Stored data
=== Begin Enclosure ===
PR #5822, opened 2026-08-22
EEQ: Add an FFT-accelerated sparse solver for periodic systems

DCM-Uni-Paderborn:
# Summary

This PR adds a matrix-free, charge-constrained solver for periodic
electronegativity equilibration (EEQ). It avoids constructing the full
distributed `(N + 1) x (N + 1)` response matrix when the sparse path is
selected.

The implementation is deliberately attached to CP2K's common EEQ
infrastructure rather than to one electronic-structure method. It is therefore
available to the meaningful internal consumers of CP2K EEQ charges:

- GFN0-xTB, where EEQ is part of the method;
- the internal DFT-D4 implementation, independent of the underlying DFT
  functional; and
- internal GFN1-xTB calculations when `VDW_POTENTIAL DFTD4` is selected.

The GFN1-D4 case previously did not propagate the xTB `&EEQ` solver settings to
the internal D4 environment. This PR closes that gap. It does not change the
EEQ parametrization or the resulting physical charge model.

# Relation to the FFT idea

This is not a direct one-shot FFT inverse of the complete EEQ matrix. Such an
inverse would require a circulant or block-circulant matrix in an appropriate
lattice basis. The atom-dependent positions, species-dependent hardnesses and
the fixed-total-charge constraint break that structure for a general atomic
system.

Instead, the periodic response is split conceptually as

```
A = D_hardness + A_short-range + A_long-range.
```

The diagonal atomic part and the real-space short-range response are retained
explicitly, with the off-diagonal short-range atom pairs stored in a
distributed sparse representation. The translationally invariant long-range
Coulomb response is never assembled as an atom-by-atom dense matrix. It is
applied matrix-free through CP2K's FFT-based smooth particle-mesh Ewald (SPME)
operator.

A projected, diagonally preconditioned conjugate-gradient iteration then
approximates the action of the inverse response in the subspace with fixed
total charge. Thus the FFT accelerates the structured long-range part of every
iterative inverse application; it does not diagonalize the chemically
inhomogeneous full matrix.

# Input and selection

The sparse path can be requested explicitly for xTB EEQ:

```
&XTB
  &EEQ
    SPARSE
  &END EEQ
&END XTB
```

or for the internal DFT-D4 charge model:

```
&VDW_POTENTIAL
  DISPERSION_FUNCTIONAL PAIR_POTENTIAL
  &PAIR_POTENTIAL
    TYPE DFTD4
    &EEQ
      SPARSE
    &END EEQ
  &END PAIR_POTENTIAL
&END VDW_POTENTIAL
```

`SPARSE_THRESHOLD` selects it automatically for periodic EEQ systems at or
above the requested atom count. Its default is 256 atoms; a non-positive value
disables automatic selection. An explicit `DIRECT` request retains precedence.

The established dense iterative and direct solvers remain available. If the
sparse iteration detects a numerical breakdown or does not converge, it falls
back to the established direct periodic solver. Automatic threshold selection
also retains the historical path for displacement-field calculations; an
explicit unsupported `SPARSE` plus displacement-field combination is rejected
with a diagnostic.

# Scope boundaries

The solver is enabled only where CP2K actually solves the common EEQ equations.
It is intentionally not wired into unrelated charge or dispersion models:

- DFT-D3 is charge independent and has no EEQ system to solve.
- CP2K's SCC-DFTB implementation determines its own self-consistent charges and
  normally uses D3 rather than the D4 EEQ model.
- tblite-managed GFN1/GFN2 calculations own their SCC charges and dispersion
  treatment inside tblite.
- `D4_REFERENCE_CODE` delegates the calculation to the external reference
  implementation and bypasses CP2K's internal EEQ solver.

These exclusions avoid changing the physics of methods that do not consume
CP2K EEQ charges while making the solver general for all current internal
consumers that do.

# Implementation details

- A CP2K neighbor list constructs canonical short-range atom pairs without an
  `O(N^2)` duplicate lookup table.
- Pair storage and construction are distributed across MPI ranks.
- Numerically negligible short-range elements are dropped using a tolerance
  tied to the requested solver accuracy and system size.
- Every response application combines the distributed sparse real-space part
  with `spme_potential` for the reciprocal-space contribution.
- CG vectors are projected onto the zero-sum tangent space of the total-charge
  constraint after each update.
- A positive diagonal hardness preconditioner is applied in that constrained
  subspace.
- The resulting charges are corrected for accumulated roundoff so that their
  sum remains the requested total charge.

# Validation

The full GCC 16 MPI/tblite build and the CP2K precommit checks pass.

- Existing periodic GFN0-xTB `si_kp.inp`, one and two MPI ranks: all 49 reported
  energies agree within `7.1e-15` hartree.
- New heteroatomic periodic PBE-D4 energy/force/stress regression, one and two
  MPI ranks: sparse PCG converges in two iterations. Sparse and dense results
  agree to printed precision for dispersion, energy and forces; the largest
  observed stress-component difference is approximately `2e-14` bar.
- New periodic internal GFN1-D4 energy/force/stress regression, one and two MPI
  ranks: sparse PCG converges in two iterations. Sparse and dense energies,
  dispersion and stress agree to printed precision; force-component differences
  are approximately `1e-21` atomic units.

The regression references cover total energy, D4 dispersion energy, forces and
the analytical stress trace. No performance claim is made by these correctness
tests; their purpose is to exercise the generalized consumer wiring and verify
serial/MPI equivalence against the established dense path.


src/eeq_method.F
```diff
@@ -1055,6 +1091,486 @@ SUBROUTINE mi_solver(charges, lambda, eeq_energy, eeq_mat, particle_set, kind_of
...
+      lambda = (-qtot - SUM(chia/precond_diag))/SUM(1.0_dp/precond_diag)
+      charges = -(chia + lambda)/precond_diag
+      charges = charges + (qtot - SUM(charges))/REAL(natom, KIND=dp)
+
+      CALL apply_sparse_pbc_response(response, ewald_env, ewald_pw, cell, particle_set, &
+                                     charges, aq, work)
+      gradient(:) = aq + chia
+      residual(:) = -gradient
+      CALL project_eeq_charge_tangent(residual)
+      res = SQRT(SUM(residual*residual))
```
fstein93, line 1177: As a follow-up PR: replace this with `NORM2(residual)`

src/eeq_method.F
```diff
@@ -1055,6 +1091,486 @@ SUBROUTINE mi_solver(charges, lambda, eeq_energy, eeq_mat, particle_set, kind_of
...
+            IF (.NOT. (ABS(alpha_cg) < HUGE(alpha_cg))) THEN
+               ierror = 1
+               EXIT
+            END IF
+            charges = charges + alpha_cg*p
+            residual(:) = residual - alpha_cg*ap
+            ! Remove accumulated roundoff from both constrained spaces.
+            charges = charges + (qtot - SUM(charges))/REAL(natom, KIND=dp)
+            CALL project_eeq_charge_tangent(residual)
+            res = SQRT(SUM(residual*residual))
```
fstein93, line 1206: Same

src/eeq_method.F
```diff
@@ -1055,6 +1091,486 @@ SUBROUTINE mi_solver(charges, lambda, eeq_energy, eeq_mat, particle_set, kind_of
...
+         cell_extent = 0.5_dp
+      ELSE WHERE
+         cell_extent = 1.0_dp
+      END WHERE
+      neighbor_cutoff = 0.0_dp
+      DO ix = -1, 1, 2
+         DO iy = -1, 1, 2
+            DO iz = -1, 1, 2
+               vertex = MATMUL(hmat, cell_extent*REAL([ix, iy, iz], KIND=dp))
+               neighbor_cutoff = MAX(neighbor_cutoff, SQRT(SUM(vertex**2)))
```
fstein93, line 1327: `NORM2(vertex)`

src/eeq_method.F
DCM-Uni-Paderborn: Addressed in #5838: the residual norm now uses `NORM2(residual)`. The follow-up was formatted, built with GCC 16/OpenMPI, and checked with the sparse periodic EEQ regression.

src/eeq_method.F
DCM-Uni-Paderborn: Addressed in #5838: the cell-vertex cutoff now uses `NORM2(vertex)`.

src/eeq_method.F
DCM-Uni-Paderborn: Addressed in #5838 as well.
=== End Enclosure ===
Task details
Exact duplication is required for the lines above, from the line that contains "# Implementation details" to the line that contains "dispersion and stress", inclusive; omit all others.

Task solution
# Implementation details

- A CP2K neighbor list constructs canonical short-range atom pairs without an
  `O(N^2)` duplicate lookup table.
- Pair storage and construction are distributed across MPI ranks.
- Numerically negligible short-range elements are dropped using a tolerance
  tied to the requested solver accuracy and system size.
- Every response application combines the distributed sparse real-space part
  with `spme_potential` for the reciprocal-space contribution.
- CG vectors are projected onto the zero-sum tangent space of the total-charge
  constraint after each update.
- A positive diagonal hardness preconditioner is applied in that constrained
  subspace.
- The resulting charges are corrected for accumulated roundoff so that their
  sum remains the requested total charge.

# Validation

The full GCC 16 MPI/tblite build and the CP2K precommit checks pass.

- Existing periodic GFN0-xTB `si_kp.inp`, one and two MPI ranks: all 49 reported
  energies agree within `7.1e-15` hartree.
- New heteroatomic periodic PBE-D4 energy/force/stress regression, one and two
  MPI ranks: sparse PCG converges in two iterations. Sparse and dense results
  agree to printed precision for dispersion, energy and forces; the largest
  observed stress-component difference is approximately `2e-14` bar.
- New periodic internal GFN1-D4 energy/force/stress regression, one and two MPI
  ranks: sparse PCG converges in two iterations. Sparse and dense energies,
  dispersion and stress agree to printed precision; force-component differences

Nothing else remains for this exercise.